Employee retention is a major concern in the workplace. It's not only about keeping your employees happy; it's also about retaining your talent and ensuring the presence of the finest individuals on your team for the longest time possible.

One-third of new employees depart within six months, according to data. According to the Job Openings and Labor Turnover Survey, 3 to 4.5 million Americans leave their employment each month (JOLTS).

Employee turnover has been increasing in recent years, according to statistics. Employers are not only losing great talent, but they are also dealing with the challenges of hiring, training, and replacing lost staff. Finding the finest personnel often entails advertising job ads, recruiting agencies, screening, interviewing, and hiring. This amounts to a significant investment of time, money, and energy in replacing people who could have been maintained with an effective employee retention plan.
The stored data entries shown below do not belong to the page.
Issue #158, opened 2015-06-29
How to make file server secure?


truonguit2010:
Hi,
I am writing a mobile application, I allow my application write/read file to/from server. But I don't know how to make write operation secure. I want that logged use can do write operation. How can I do that?

Thank you.

chrislusf:
There is a plan to add json web token for write operations, but not ready yet.

Davidx7:
A good alternative would be to serve weedfs content trough a nginx server, limit weedfs to localhost and add authentication to nginx, until @chrislusf adds tokens

truonguit2010:
Thank you. I will consider that @Davidx7 . Are there any config file to config the server?

janober:
You could also have a look at: http://getkong.org (uses under the hood also nginx)

mingqlin:
@chrislusf is json web token  ready?

chrislusf:
Not getting time to finish it yet.

jjn2009:
I'm pretty interested in this as well, it would make using seaweed in production much easier.

chrislusf:
RFC for JWT in SeaweedFS:

Purpose: Volume servers need to ensure the write operations are valid.

Not covered: Securing operations to control Volume server. These should be done via 2-way SSL.

Approach: 
1. When starting master servers and volume servers, they should have a common secret key option.
2. If the secret key is specified, when a client requests a fileId from master server, the master server should also return a JWT, specifying the permission to upload content to a volume server.
2. The volume server should check for JWT for all write operations.

krzysztof-kabala:
+1

brstgt:
Whats the exact purpose?
In MOST cases, end users don't have direct access to vol servers and IMHO they never should. E.g. we use a public API, do a lot of stuff in our backend and as one part of the whole upload process, a file is uploaded to a volserver internally. But there is a lot more to an upload like associating the uploaded file and it's file-id with some other entities like a database entry that stores more metadata or counting stats, checking a sophisticated auth/permission system, sending out notifications and a lot more.
So I don't see many situations where a standalone auth system makes so much sense.
By the way you also could realize that with a redis-based auth in nginx. You can do this in nginx with a few lines of lua and still keep seaweed simple and fast.

jjn2009:
The point of JWT is that the auth is not stand alone, you delegate short lived privileges to clients with short lived tokens via your main application server or some service specifically meant for authentication to other services which may or may not have access to the database with authentication or session information.

[...]

PR #2543, opened 2021-12-29
 FEATURE: add JWT to HTTP endpoints of Filer and use them in S3 Client 

skurfuerst:
# Description

- one JWT for reading and one for writing, analogous to how the JWT
  between Master and Volume Server works
- I did not implement IP `whiteList` parameter on the filer

Additionally, because http_util.DownloadFile now sets the JWT,
the `download` command should now work when `jwt.signing.read` is
configured. By looking at the code, I think this case did not work
before.

## Docs to be adjusted after a release

Page `Amazon-S3-API`:

```
# Authentication with Filer

You can use mTLS for the gRPC connection between S3-API-Proxy and the filer, as
explained in [Security-Configuration](Security-Configuration) -
controlled by the `grpc.*` configuration in `security.toml`.

Starting with version XX, it is also possible to authenticate the HTTP
operations between the S3-API-Proxy and the Filer (especially
uploading new files). This is configured by setting
`jwt.jwt.filer_signing.key` and `jwt.filer_signing.read.key` in
`security.toml`.

With both configurations (gRPC and JWT), it is possible to have Filer
and S3 communicate in fully authenticated fashion; so Filer will reject
any unauthenticated communication.
```

Page `Security Overview`:

```
The following items are not covered, yet:

- master server http REST services

Starting with version XX, the Filer HTTP REST services can be secured
with a JWT, by setting `jwt.filer_signing.key` and
`jwt.filer_signing.read.key` in `security.toml`.

...

Before version XX: "weed filer -disableHttp", disable http operations, only gRPC operations are allowed. This works with "weed mount" by FUSE. It does **not work** with the [S3 Gateway](Amazon S3 API), as this does HTTP calls to the Filer.
Starting with version XX: secured by JWT, by setting `jwt.filer_signing.key` and `jwt.filer_signing.read.key` in `security.toml`. **This now works with the [S3 Gateway](Amazon S3 API).**

...

# Securing Filer HTTP with JWT

To enable JWT-based access control for the Filer,

1. generate `security.toml` file by `weed scaffold -config=security`
2. set `jwt.filer_signing.key` to a secret string - and optionally `jwt.filer_signing.read.key` as well to a secret string
3. copy the same `security.toml` file to the filers and all S3 proxies.

If `jwt.filer_signing.key` is configured: When sending upload/update/delete HTTP operations to a filer server, the request header `Authorization` should be the JWT string (`Authorization: Bearer [JwtToken]`). The operation is authorized after the filer validates the JWT with `jwt.filer_signing.key`.

If `jwt.filer_signing.read.key` is configured: When sending GET or HEAD requests to a filer server, the request header `Authorization` should be the JWT string (`Authorization: Bearer [JwtToken]`). The operation is authorized after the filer validates the JWT with `jwt.filer_signing.read.key`.

The S3 API Gateway reads the above JWT keys and sends authenticated
HTTP requests to the filer.
```

Page `Security Configuration`:

```
(update scaffold file)

...

[jwt.filer_signing]
key = "blahblahblahblah"

[jwt.filer_signing.read]
key = "blahblahblahblah"
```

Resolves: #158

### DIFF
--- a/test/s3/compatibility/.gitignore
+++ b/test/s3/compatibility/.gitignore
@@ -1,0 +1,2 @@
+/s3-tests
+/tmp
--- a/test/s3/compatibility/Dockerfile
+++ b/test/s3/compatibility/Dockerfile
@@ -1,0 +1,11 @@
+# the tests only support python 3.6, not newer
+FROM ubuntu:latest
+
+RUN apt-get update && DEBIAN_FRONTEND=noninteractive TZ=Etc/UTC apt-get install -y git-core sudo tzdata
+RUN git clone https://github.com/ceph/s3-tests.git
+WORKDIR s3-tests
+
+# we pin a certain commit
+RUN git checkout 9a6a1e9f197fc9fb031b809d1e057635c2ff8d4e
+
+RUN ./bootstrap
--- a/test/s3/compatibility/README.md
+++ b/test/s3/compatibility/README.md
@@ -1,0 +1,13 @@
+# Running S3 Compatibility tests against SeaweedFS
+
+This is using [the tests from CephFS](https://github.com/ceph/s3-tests).
+
+## Prerequisites
+
+- have Docker installed
+- this has been executed on Mac. On Linux, the hostname in `s3tests.conf`  needs to be adjusted.
+
+## Running tests
+
+- `./prepare.sh` to build the docker image
+- `./run.sh` to execute all tests
--- a/test/s3/compatibility/prepare.sh
+++ b/test/s3/compatibility/prepare.sh
@@ -1,0 +1,5 @@
+#!/usr/bin/env bash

Employee retention rates of 90% or above are considered adequate, and a firm should aspire for a turnover rate of 10% or below. The greatest method to retain employees is to make them feel appreciated, provide them with training programs or mentorship opportunities that will aid in the development of new skill sets for advancement within your firm, and encourage them in communicating their ideas to management on a regular basis. Employee retention also boosts morale, lowers expenses, maintains a positive client experience, and lowers total costs.

Our solution

Our project, UpHire will assist firms in determining how many of their applicants are searching for a job move following the training period with up to 98% accuracy, saving them time, money, and energy. The corporation may then carefully, and successfully plan its courses and invest in long-term retention plans.

Skills used

  • Machine Learning (Streamlit, Pickle, Pandas, Numpy, Plotly, Matplotlib.pyplot, Seaborn)
  • React
  • Django

Dataset overview

There are a total 19,158 number of observations or rows. We have used 10 factors:

  • gender: Gender of the candidate
  • relevent_experience: Relevant experience of the candidate
  • enrolled_university: Type of University course enrolled if any
  • education_level: Education level of candidate
  • major_discipline: Education major discipline of the candidate
  • experience: Candidate total experience in years
  • company_size: No of employees in current employer’s company
  • company_type: Type of current employer
  • last_new_job: Difference in years between previous job and current job
  • training_hours: Training hours completed

It is designed to understand the factors that lead a person to leave their current job. Model(s) uses the current credentials, demographics, and experience data to predict the probability of a candidate looking for a new job or will work for the company and interpret affected factors on employee decision.

Challenges we faced

Challenges we ran into involved the integration of Django with React and ML models. Major issues with Django were setting it up and getting our REST API on work as we tried Django for the first time. Also, there were many errors involved with creating models then making the respective views.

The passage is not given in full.